Programming Languages6 min read

Everyone Should Suffer Through Splitting a String in C

I used to think C was useless. Old, annoying, and designed to make students miserable. Coming from Python and JavaScript, it felt like unnecessary suffering.

Then I tried to split a string in C.

Do you know how insane that is? In Python it's s.split() and you're done. In C, you're suddenly Googling strtok() like your life depends on it. And then you find out strtok() mutates your string, uses internal state, breaks if you're not careful, and absolutely will screw you over if you try to reuse the original string later.

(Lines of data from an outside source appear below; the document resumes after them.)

PR #2048, opened 2017-12-22
datalad clean should remove search index

mih:


yarikoptic:
Good for starters ;-) issues info should (also) be tested after search command to assure that code actually creates that directory (now manually populated in the test)

mih:
I put that onto the golden todo list. Will merge for now and feel bad about having failed....

PR #2066, opened 2018-01-09
NF: decompress_file fixes possibly corrupted tree

bpoldrack:
This pull request fixes ...
... an issue I experienced with Windows-created tarballs, which lack the execution bit of directories.

This pull request proposes ...
... to just set it. Especially in the case of temporary extraction, there is no easy other way.

### Changes
- [x] This change is complete
- [ ] This is in progress


datalad/support/archives.py
```diff
@@ -142,6 +142,23 @@ def decompress_file(archive, dir_, leading_directories='strip'):
         if cmo.err:
             lgr.debug("patool gave stderr:\n%s" % cmo.err)
 
+    # Note: (ben) Experienced issue, where extracted tarball
+    # lacked execution bit of directories, leading to not being
```
yarikoptic: do you have an example?  could there be  a tiny unittest for such a case?

bpoldrack: Well, I have huge dicom tarballs that have that issue. But I don't know how to create them on purpose, since I only consume them.
The only way to test would be to mock that extracting result and see that the added code is actually setting the X bit. But then: What we really need to test for would be sideeffects and this is basically done by not breaking other tests, no?

bpoldrack:
FTR: Failures on Travis are all the same and apparently unrelated:

```
ERROR: datalad.crawler.pipelines.tests.test_crcns.test_get_metadata
    self.test(*self.arg)
  File "/home/travis/build/datalad/datalad/datalad/tests/utils.py", line 841, in newfunc
    return func(*args, **kwargs)
  File "/home/travis/build/datalad/datalad/datalad/crawler/pipelines/tests/test_crcns.py", line 29, in test_get_metadata
    all_meta = get_metadata()
  File "/home/travis/build/datalad/datalad/datalad/crawler/pipelines/crcns.py", line 72, in get_metadata
    rj = fetch_datacite_metadata()
  File "/home/travis/build/datalad/datalad/datalad/crawler/pipelines/crcns.py", line 44, in fetch_datacite_metadata
    text = get_cached_url_content(arx, name='crcns', maxage=1)
  File "/home/travis/build/datalad/datalad/datalad/support/network.py", line 936, in get_cached_url_content
    doc = fetcher(url)
  File "/home/travis/build/datalad/datalad/datalad/downloaders/providers.py", line 321, in fetch
    return self.get_provider(url).get_downloader(url).fetch(url, *args, **kwargs)
  File "/home/travis/build/datalad/datalad/datalad/downloaders/base.py", line 472, in fetch
    out = self.access(self._fetch, url, **kwargs)
  File "/home/travis/build/datalad/datalad/datalad/downloaders/base.py", line 188, in access
    "You would need to configure data provider authentication using TODO " % url)
AccessDeniedError: Access to http://search.datacite.org/api?q=datacentre_symbol:cdl.ucbcrcns&fl=doi,minted,updated,xml&fq=has_metadata:true&fq=is_active:true&rows=1000&start=0&sort=updated+asc&wt=json was denied but we don't know about this data provider. You would need to configure data provider authentication using TODO 
```

yarikoptic:
Heh, since it is denied and some did pass, I wonder if it is done kind of throttling they introduced. Ok, will deal with it if becomes frequent event

datalad/support/archives.py
yarikoptic: Correct. I just thought that may be there is no mystery how this tarball came about. My wild guess it's that it was done programmatically, and then some bits, like TarInfo.mode if was done in python, were not set properly 😉

bpoldrack: FWIW: It's done on Windows, so this mystery could possibly involve all kinds of shit. ;-)

yarikoptic: Sounds like a time to think about adding appveyor setup to run at least subset of tests of windows (e.g. eliminating those which we know to fail with direct mode etc).  #2083 .  Then I guess we could have observed/tested that behavior

PR #2096, opened 2018-01-24
ENH(webui): autofocus on searchbox when entering a page

yarikoptic:
Allows for quick(er) navigation of the site

For now I just quickly manually patched website's .js to achieve that so you could try

the only cons I am aware of would be for vimperator and alike users -- you would need to press Esc first to make shortcuts of those extensions work instead of just being in edit mode. But imho it is a small price to pay ;)

### Changes
- [x] This change is complete


kyleam:
That merge was forced by @yarikoptic

PR #2087, opened 2018-01-25
Degrade git-annex metadata from having the last word to a mere metadata source among many

mih:
#### What is the problem?

git-annex has simplistic metadata capabilities in contrast to other metadata sources
  - constraints of key name composition
  - stored directly in git, hence bloats the repo if things change or are heavy
  - only considers annexed files

However, the current `master` git-annex metadata is queried as a special metadata source that is used to override/fix metadata aggregated from other sources (with the above limitations). Moreover, this actually brings @yarikoptic to tears when he aggregates the main superdataset, as git-annex is asked to reports its knowledge about any annexed files in any dataset, regardless of whether there was any change -- simply because all datasets are locally present. The same happens on index generation: when a dataset is locally present, git annex gets re-querried to check if there have been any metadata changes since the last aggregation -- this makes search index generation seemingly very slow when subdatasets are locally present.

Given all the above, I propose to treat git-annex metadata as just another metadata source, implement a parser for it (pretty much done already in the code base), and aggregate it like anything else. When metadata is requested, simply report locally aggregated metadata, do not query git annex again.

This will achieve two things:
- makes things substantially faster when using/querying metadata (apart from aggregation)
- does not impose git-annex' limits on keys and what it can store metadata for on other parts of datalad.

Implementing a layer capable of amending any arbitrary metadata can be done in the future, once the need arises.


mih:
Note that this PR is for documentation purposes only. It goes into a branch that will accumulate a substantial pile of changes.

PR #2108, opened 2018-01-26
rf-grammar-check

overlake333:
Fixing grammar and spelling errors

### DIFF
--- a/datalad/support/annexrepo.py
+++ b/datalad/support/annexrepo.py
@@ -122,7 +122,7 @@ class AnnexRepo(GitRepo, RepoInterface):
         Parameters
         ----------
         path: str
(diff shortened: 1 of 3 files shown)


datalad/support/annexrepo.py
```diff
@@ -138,7 +138,7 @@ def __init__(self, path, url=None, runner=None,
           that are already annexed nor will it automatically migrate files,
           hat are 'getted' afterwards.
         create: bool, optional
-          Create and initializes an annex repository at path, in case
+          Creates and initializes an annex repository at path, in case
```
yarikoptic: it is a flag (type bool) to change behavior of the function.  So it is better to use imperative form as a continuation of the sentence "If you set this flag, this function will ...", so a better fix would have been to fix the second verb.

Issue #2088, opened 2018-01-19
Find a new (dedicated) home for our metadata parsers


mih:
We might still carry some kind of adapter, but we should use common implementations from a place where they are more exposed.
@jbpoline might generate an idea where such place could be.

mih:
Please see #2326 for a related RF.

mih:
Metadata parsers can now be provided by any extension via the setuptools `entry_points` mechanism. See https://github.com/datalad/datalad-neuroimaging/blob/master/setup.py for an example of an extension setup that provides multiple additional extractors.

Issue #2086, opened 2018-01-18
RFC: "Aggregate" original metadata representations up the hierarchy


yarikoptic:
#### What is the problem?

There is no problem ;)  Just an idea which came up from discussion the NIDM folks and possibly useful to discuss/keep in mind:

- datalad metadata parsing ATM concentrates on extraction and aggregation (across datasets) key/value metadata pairs
- ATM we are using whoosh, but as reiterated recently in https://github.com/datalad/datalad/issues/2082#issuecomment-358249883, there could be other applications built on top of aggregated metadata, e.g. a full SPARQL query engine
- PROV/NIDM provides *richer* metadata beyond key-value pairs.  

So, to facilitate the best utility for the aggregated metadata to be used by various applications, either our parsers/aggregation should be as expressive as any possible metadata representation, and then possibly just duplicate what is provided in the original (to be parsed) `.json` file, or may be we could just "aggregate" and propagate them "as-is" all the way up, so they could be used (or ignored) by the application (while constructing the index).

From other perspective, all our metadata parsers now harmonize metadata found in the dataset into jsonld for `ds-` and a list of key/value pairs for each file within `cn-` as the "metadata of the dataset".  Then whoosh index is aware of how to build search index from it.  Parsers are nohow participate in construction of the index.  But we could also just propagate other possible metadata descriptors (e.g., `nidm-` file with NIDM metadata representation) and extend parsers' API to implement "software specific" handling during index construction.  Then for whoosh it would extract key value pairs from `nidm-` portion.  for sparql engine, just return already consumable by it representation.

CC @satra @jbpoline @dbkeator @gkiar

mih:
This is already in the works.

mih:
To further clarify: We already need the ability to aggregate arbitrarily nested metadata for other reasons. Supporting NIDM and others is a special case of that AFAICS, hence this will come, and is actually already in progress. Also, AFAICS the only piece of code affected (or limiting right now) is the merging of values from multiple parser -- the parsers themselves can stay as they are (conceptually). I already have an alternative implementation that works with deeply nested values, based on the principle "if anything in such a structure is different from another one, the entire nested structure is considered as a different/unique value". This works nicely, so far.

[...]

PR #2045, opened 2017-12-20
RF: Metadata with arbitrarily nested structures

mih:
This change requires a pybids that is yet to be released after the merge of https://github.com/INCF/pybids/pull/94 I have adjusted the requirements to install pybids from its master branch in this PR. Ideally this would be reverted after a pybids release, before this PR is merged. So this is a wonderful opportunity to create yet another monster PR....

This pull request fixes #1957

Thanks to @tyarkoni!

PR #2095, opened 2018-01-28
Change representation of aggregated metadata

mih:
#### What is the problem?

There is a sudden interest in metadata that could change the pace of development and we better get the Datalad internal metadata representation right now.... Here is a dump of a brain storming with @bpoldrack 

There are a bunch of issues with the current state in master, examples:
- #2086 handling of individual metadata sources as "blobs"
- #2087 using git-annex capabilities is least common denominator
- #2088 factoring out the parser logic
- ...

We want our internal representation to be as agnostic as possible, while maintaining the integrity of aggregated metadata sources as much as possible. ATM we "merge" metadata from multiple sources into a single set. We support multiple strategies, but overall the handling is rather clumsy. Merging actually causes order issues and could have unforeseen implications when we start using many metadata sources with partially overlapping term.

That being said, in reality one parser produces mostly keys with a common prefix and merges only affect the most basic common keys (name, author, ...).

Proposal:

- we stop merging during aggregation, but instead aggregate per metadata source (a NIDM metadata set stays as-is, we are still handling it as part of the general metadata structure, not as a dedicated file)
- we generate unique values also per metadata source (for dataset discovery)
- we store metadata from a single source under its own key in a dedicated dictionary, hence something like this becomes the standard (keys are names of metadata sources)
```
metadata = {
  'bids': {...},
  'nifti': {...},
  'nidm': {...}
}
```
- keys (and also values) produced by a metadata source will not be modified in any way (no prefixing of any kind)
- appropriate flattening of the metadata structures (now done by an incremental merging strategy during aggregation), becomes a responsibility of a search/query application _using_ the aggregated metadata. It will be its responsibility to select desired metadata sources, flatten/prefix keys for a tabular search index, ...
   - at this layer we can also support mappings between terms that may be developed by efforts like interlex, e.g. if somebody tells us that `bids:resolution` is the same as `nifti:resolution`, or maybe tells us how to transform one to become the other (units, ....)
- now that metadata sources stay independent, they can each have their own "context" (in JSON-LD speak), i.e. a (separate) set of term definitions. We probably want to create a dedicated space in the dataset's global metadata to store a uniform context/definition set per metadata source. But ultimately it is up to the metadata sources to use/define this -- datalad just provides the technical means.
- keeping metadata sources separate will also enable straightforward incremental aggregation of individual metadata sources
- we likely want to implement a layer that allows for amending/fixing aggregated metadata to enable modification without having to change the actual dataset content, but that is an orthogonal issue to this one
- git-annex will become just-another-metadata-source, instead of being the top-layer #2087 

`datalad from_the_future`

@yarikoptic @jbpoline @dbkeator @gkiar


datalad/metadata/parsers/tests/test_nidm.py
```diff
@@ -0,0 +1,63 @@
...
+    assert_status('ok', res)
+    res = ds.metadata(reporton='all')
+    # ATM we do not forsee file-based metadata to come back from NIDM
+    assert_result_count(res, 1)
+    # show full structure of the assembled metadata from demo content
+    assert_result_count(
+        res, 1,
+        metadata={
+            "@context": {
+                "@vocab": "http://docs.datalad.org/schema_v2.0.json"
```
mih: In the base datalad vocabulary (this is built from this source: https://github.com/datalad/datalad/blob/master/datalad/metadata/definitions.py) we would have to identify the `nidm` namespace.

datalad/metadata/parsers/tests/test_nidm.py
```diff
@@ -0,0 +1,63 @@
...
+                        "@id": "time:Duration"
+                    },
+                    "myvocabprefix": {
+                        "@id": "http://purl.org/ontology/mydefinition",
+                        "description": "I am a vocabulary",
+                        "type": "http://purl.org/dc/dcam/VocabularyEncodingScheme"
+                    }
+                },
+                "mydurationkey": 0.6
+            }
```
mih: Anything in the dict under the `nidm` key is completely left to NIDM. Datalad will carry any content and will reproduce it on query, even when the dataset is not locally present, but only the metadata that was aggregated from it.

mih:
Next step is to absorb the remaining pieces from #2045

mih:
It could well be that the change in metadata layout is already complete at this stage. However, that won't be clear until an application (like `search`) is built on top. ATM we have no tests whatsoever to tell that (I know that search is broken at this point). Will continue in next PR for clarity.

PR #2111, opened 2018-01-28
Minimal RF of old search code for new class layout

mih:
Blast from the past: here is the old `search` code, minimally changed to not blow up completely when used with new metadata (as of #2095). I do not plan to invest more time into this, but interested parties could ;-)

Biggest issues in this context is that `///` would need to get new style aggregate metadata before any of this could be fully implemented.

Old tests are included for convenience, but no attempt was made to make them work. Only manual playing around with http://psydata.ovgu.de/aggdemo/demo/ (a toy sibling of `///`).

@yarikoptic only the last commit is relevant, the rest is #2095


mih:
Closing this one right away, but it is on the record now.

yarikoptic:
THANKS!  I promise prepare the /// again with aggregated metadata new style (using master or some particular PR?) in few days so we could test on a target use case

mih:
From my POV it makes no sense to use master at this point anymore.  #2112 is relevant now, which I hope to have finished some time this week.

yarikoptic:
So should I wait for #2112 to come to completion before reaggregating for testing?

mih:
FTR: #2115 has a much better implementation of a search in the spirit of the old command. Moreover, it does not require a completely different implementation, but more or less just a different (default) configuration. From my POV this PR should not be continued.

PR #2112, opened 2018-01-29
Supersedes  #2045 (arbitrarily nested metadata) built on top of the new aggregated metadata layout introduced with #2095

mih:
This PR will also RF search to make the changes complete from a use perspective.


mih:
@bpoldrack Last commit contains broken search queries. Could you please have a look at the plugin config? Thanks!

mih:
Last commit should bring this PR into a merge-able state. Will do when tests pass. At that point #2111 could be rebased onto datalad:enh-metadata.

PR #4258, opened 2020-03-07
RF: Reduce use of "ria" label

mih:
Remove entirely when not necessary. If necessary 'ria' refers to the
concept of a store, whether the datasets are addressable by their
dataset ID.

A further renaming will happen as part of gh-4164, where 'ria-remote'
(the special remote implementation) is replaced by 'ora-remote'.

Together, this changes disambiguate the term 'ria'.

This change also removes TODOs from the documentation.


mih:
Typo fixed. Thx @adswa

PR #4264, opened 2020-03-09
TST: Pin git-annex version to 7.20191107 for windows CI runs

mih:
Version was picked, because it happened to have been installed on @mih debug win10 box.

As expressed elsewhere, datalad+git-annex on windows is moving to fast as a target for me to ever catch up. I'd rather have some things working reasonably well with a particular annex version that nothing with the latest version. Also, the noise contributed by the windows tests is hurting, because they make devs more likely to ignore actual failures caused by regressions.

Will cancel Travis run.

### DIFF
--- a/.github/workflows/test_win2019.yml
+++ b/.github/workflows/test_win2019.yml
@@ -31,7 +31,10 @@ jobs:
         python-version: 3.7
     - name: Set up git-annex
       run: |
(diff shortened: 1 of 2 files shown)


yarikoptic:
cool. after we regain stable grounds, I will add testing against "default install" git-annex for windows into `datalad-extensions` to be done on cron, so we could have an idea without explicit PRs

PR #4266, opened 2020-03-09
TST: Make removal of test temp artifacts more robust

mih:
This should mitigate the effect of not yet finished git-annex batch
processes. No idea if 10s is an effective time range, but we got to
start somewhere.

Update: even with 10s across 5 attempts it is still happening.

### DIFF
--- a/datalad/utils.py
+++ b/datalad/utils.py
@@ -542,11 +542,29 @@ def rmtemp(f, *args, **kwargs):
             lgr.debug("Path %s does not exist, so can't be removed" % f)
             return
         lgr.log(5, "Removing temp file: %s" % f)
-        # Can also be a directory
-        if os.path.isdir(f):
-            rmtree(f, *args, **kwargs)
-        else:
-            unlink(f)
+        # we have issues with not-yet closed git-annex processes.
+        # but a timing issue and a conceptual test failure are two different
+        # things, hence spend a few attempts and a couple of seconds to
+        # let an issue resolve itself
+        removed = False
+        last_exc = None
+        for attempt in range(5):
+            try:
+                # Can also be a directory
+                if os.path.isdir(f):
+                    rmtree(f, *args, **kwargs)
+                else:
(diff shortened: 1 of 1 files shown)


datalad/utils.py
```diff
@@ -542,11 +542,29 @@ def rmtemp(f, *args, **kwargs):
...
+                removed = True
+                break
+            except PermissionError as e:
+                lgr.warn(
+                    'Attempt %i to remove temp location failed: %s',
+                    attempt + 1, e)
+                last_exc = e
+                time.sleep(2)
+        if not removed:
+            raise last_exc
```
yarikoptic: note -- we have `try_multiple` and `@try_multiple_dec` , and I thought that we already use them:
```
datalad/utils.py:@try_multiple_dec
datalad/utils.py-def unlink(f):
datalad/utils.py-    """'Robust' unlink.  Would try multiple times
--
datalad/utils.py:@try_multiple_dec
datalad/utils.py-def _rmtree(*args, **kwargs):
datalad/utils.py-    """Just a helper to decorate shutil.rmtree.
```
so you just need to use "our" `_rmtree` and `unlink` here

mih: But it is using `rmtree` from `datalad.utils`, which is our `rmtree`, and it does use `_rmtree`. But it "just" doesn't work ;-)

yarikoptic:
Oops... Somehow managed to kill the comment thread we had. Overall point was - we already try me times using try_multiple, trying even more on top send to be off no help, so pr could just be closed?

mih:
I am afraid that this is a valid conclusion. So we are left with adding explicit close(). calls to all tests that utilize AnnexRepo instances directly.

yarikoptic:
Since we should have access to all *Repo instances due to flyweight pattern, if we could make nose call some ".close_all()" method upon completion of each test (didn't find a quick way to accomplish that in nose) we could avoid hand tuning each test

PR #4268, opened 2020-03-09
More crucial testing on Windows

mih:


mih:
Good on Windows, no worse elsewhere. Going in.

PR #4273, opened 2020-03-10
NF: Factory function to get Repo instances from a path

mih:
And RF Dataset.repo to use it.

This is needed for work in GitRepo, where type-specific prcoessing of
submodules is needed.


mih:
This is a relatively simple, but useful change. Will merge now.

PR #4274, opened 2020-03-10
RF: AnnexRepo.get_corresponding_branch() -> None without a managed branch

mih:
When dealing with managed branches, one frequently has to switch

So now you're copying strings, allocating memory, tracking tokens, making sure you don't segfault, and remembering to free everything at the end. Miss one step and the program either crashes or quietly ruins your day.

That's when it hits you: strings in C are not strings. They're just memory. Nothing is safe. Nothing is automatic. The computer does exactly what you tell it, even if what you told it was stupid.

You can't bullshit your way through C. If you don't understand what you wrote, it shows immediately.

Weirdly, that was the first time I felt like a real programmer. Not a script kid or a framework junkie, but someone actually dealing with how computers work instead of just vibes and abstractions.

I don't write C every day, and I don't want to. But after fighting strtok() and pointers and memory, every other language feels easy. Bugs make more sense. Performance isn't a mystery anymore.

C sucks sometimes. But it teaches you things that stick.

And honestly, everyone should suffer through splitting a string in C at least once.